Projects like COTSBot are deeply meaningful to the health of the ecosystem, but all the same, the video clip of the robot autonomously locating a starfish and jamming a syringe into it drew a nervous chuckle from the audience.

CSIRO uses these cool legged robots for patrolling large swaths of grassland for things like environmental surveys.

Along similar veins, Agility Robotics and Anybotics are starting to make pretty interesting legged data-gathering platforms. The Oil & Gas industry is a particularly interesting customer for these kinds of robots. As it turns out, oil rigs are similar to home robotics in several ways:

The environment is designed for human usage. It’s currently not cost-effective to re-design homes & oil rigs around robots, so robots must instead work in a anthropocentric environment.
Legged navigation needed to get around.
The one exception is underwater monitoring and repair, where the lack of safe human alternatives means that oil folks are willing to re-design the task to better suit robots. For example, designing modules that are replaceable, modular units rather than having human divers perform repairs underwater.

Here’s a neat touch sensor that uses a camera to measure contact forces via optical dispersion of the little holes in rubber.

I’m excited about using high-resolution cameras to implement haptic & touch sensing, and I think this technology can scale to whole-body “skin sensors”. Why now?

Wiring an entire epithelium is hard.
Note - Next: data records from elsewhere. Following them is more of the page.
PR #661, opened 2022-02-04
add support for self-contained kubeconfig in MC case

anvddriesch:
Towards https://github.com/giantswarm/giantswarm/issues/20669
This adds the ability to create a self-contained kubeconfig file for MC contexts.


cmd/login/auth.go
```diff
@@ -24,9 +24,9 @@ type authInfo struct {
 	refreshToken string
 }
 
-// storeCredentials stores the installation's CA certificate, and
+// storeMCCredentials stores the installation's CA certificate, and
```
anvddriesch, line 27: I allowed myself to change the names of these commands to make them less confusing

cmd/login/auth.go
```diff
@@ -175,8 +254,9 @@ func switchContext(ctx context.Context, k8sConfigAccess clientcmd.ConfigAccess,
 	} else if authType == kubeconfig.AuthTypeUnknown {
 		return microerror.Maskf(incorrectConfigurationError, "There is no authentication configuration for the '%s' context", newContextName)
 	}
-
-	config.CurrentContext = newContextName
+	if !keepContext {
```
anvddriesch, line 257: We only switch context here if that is desired.

cmd/login/clientcert.go
```diff
@@ -201,7 +201,9 @@ func storeCredential(k8sConfigAccess clientcmd.ConfigAccess, fs afero.Fs, client
 		config.Contexts[contextName] = context
 
 		// Select newly created context as current.
-		config.CurrentContext = contextName
+		if !keepContext {
```
anvddriesch, line 204: We also want to be aware of the keep-context functionality in WC case

cmd/login/flag.go
```diff
@@ -19,7 +19,7 @@ const (
 	flagWCOrganization      = "organization"
 	flagWCCertGroups        = "certificate-group"
 	flagWCCertTTL           = "certificate-ttl"
-	flagWCSelfContained     = "self-contained"
+	flagSelfContained       = "self-contained"
```
anvddriesch, line 22: We rename this flag because it's being opened to MC cases

cmd/login/runner.go
```diff
@@ -181,12 +181,22 @@ func (r *runner) loginWithKubeContextName(ctx context.Context, contextName strin
 // one with the name derived from the installation code name.
 func (r *runner) loginWithCodeName(ctx context.Context, codeName string) error {
 	var contextAlreadySelected bool
+	var newLoginRequired bool
+	var selfContained bool
 
 	contextName := kubeconfig.GenerateKubeContextName(codeName)
-	err := switchContext(ctx, r.k8sConfigAccess, contextName)
+	err := switchContext(ctx, r.k8sConfigAccess, contextName, r.flag.KeepContext || (len(r.flag.SelfContained) > 0))
```
anvddriesch, line 188: We also keep the context in case we create a self-contained kubeconfig

cmd/login/runner.go
```diff
@@ -181,12 +181,22 @@ func (r *runner) loginWithKubeContextName(ctx context.Context, contextName strin
...
 	if IsContextAlreadySelected(err) {
 		contextAlreadySelected = true
 	} else if IsNewLoginRequired(err) {
+		newLoginRequired = true
+	} else if err != nil {
+		return microerror.Mask(err)
+	}
+
+	selfContained = len(r.flag.SelfContained) > 0 && !(len(r.flag.WCName) > 0)
```
anvddriesch, line 197: We only create the self-contained kubeconfig here if only the MC is requested. (Otherwise it would be overwritten later when WC client cert is created)

cmd/login/runner.go
```diff
@@ -181,12 +181,22 @@ func (r *runner) loginWithKubeContextName(ctx context.Context, contextName strin
...
+
+	if newLoginRequired || selfContained {
```
anvddriesch, line 199: We create the self-contained MC kubeconfig from scratch

cmd/login/runner.go
```diff
@@ -205,13 +215,11 @@ func (r *runner) loginWithCodeName(ctx context.Context, codeName string) error {
...
 		return nil
-	} else if err != nil {
-		return microerror.Mask(err)
 	}
 
 	if contextAlreadySelected {
 		fmt.Fprintf(r.stdout, "Context '%s' is already selected.\n", contextName)
-	} else {
+	} else if !(r.flag.KeepContext || selfContained) {
 		fmt.Fprintf(r.stdout, "Switched to context '%s'.\n", contextName)
```
anvddriesch, line 223: TODO: go through all of these info statements and add the needed information that a self-contained kubeconfig was created and also make sure there are no inaccurate "switch context" statements anymore.

cmd/login/runner.go
```diff
@@ -181,12 +181,22 @@ func (r *runner) loginWithKubeContextName(ctx context.Context, contextName strin
...
+	var newLoginRequired bool
+	var selfContained bool
 
 	contextName := kubeconfig.GenerateKubeContextName(codeName)
-	err := switchContext(ctx, r.k8sConfigAccess, contextName)
+	err := switchContext(ctx, r.k8sConfigAccess, contextName, r.flag.KeepContext || (len(r.flag.SelfContained) > 0))
 	if IsContextAlreadySelected(err) {
 		contextAlreadySelected = true
 	} else if IsNewLoginRequired(err) {
+		newLoginRequired = true
```
kuosandys, line 192: I noticed while testing that this condition isn't triggered, so when I try to login using a code name with the self-contained flag (`kubectl gs login <codename> --self-contained`), I get a "Token renewal failed" error because there's no refresh token in the empty file.

I think `switchContext()` isn't returning a `newLoginRequiredError` though it does return `tokenRenewalFailedError` when renewing the token fails?

anvddriesch: I tried this and it happened to me, too. Do you think it would be safe to continue with the new login despite the error in case we are requesting a self contained kubeconfig?

kuosandys: I think that makes sense 👍

anvddriesch: Let me know if you still see the issue.

kuosandys: Not anymore - looks good! Thanks for checking this out 😄

kuosandys (approved):
👍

I think stretchable optical waveguides and consolidating many bundles of light into a few camera sensors are a potential solution to scaling high-resolution touch and force sensing with minimal electronic overhead.
Planning contacts under an analytical Model-Predictive-Control framework (i.e. “the old way of doing robotics”) is harder if the exterior is soft. Even if the sensors were packed onto the robot somehow, roboticists would not know how to deal with that volume of data & the complexity of geometry in real-time.
Machine Learning can be the breakthrough technology to learn force sensing from raw, highly unstructured, uncalibrated “squish” data.

I predicted last year that event-based cameras would be a big deal, and I’m still quite excited about this technology. I think that a lot of robotics perception problems simply go away if the loop is ridiculously fast.

The fabrication capabilities of academic labs are rather disappointing. Many robotics projects are motivated by some bold idea (let's make self-healing robots, let's make robots that have flexible exoskeletons like cockroaches, let's make robots that grow), but the concept is executed on crude hardware and limited by material science. A lot of these hardware projects would be WAY more useful if they were miniaturized 10X into a small form factor, which makes me wonder if the highest-impact thing that would benefit all robotics projects is better manufacturing & miniaturization capability. We should be thinking of robots as Swiss watches, not Dynamixel servos.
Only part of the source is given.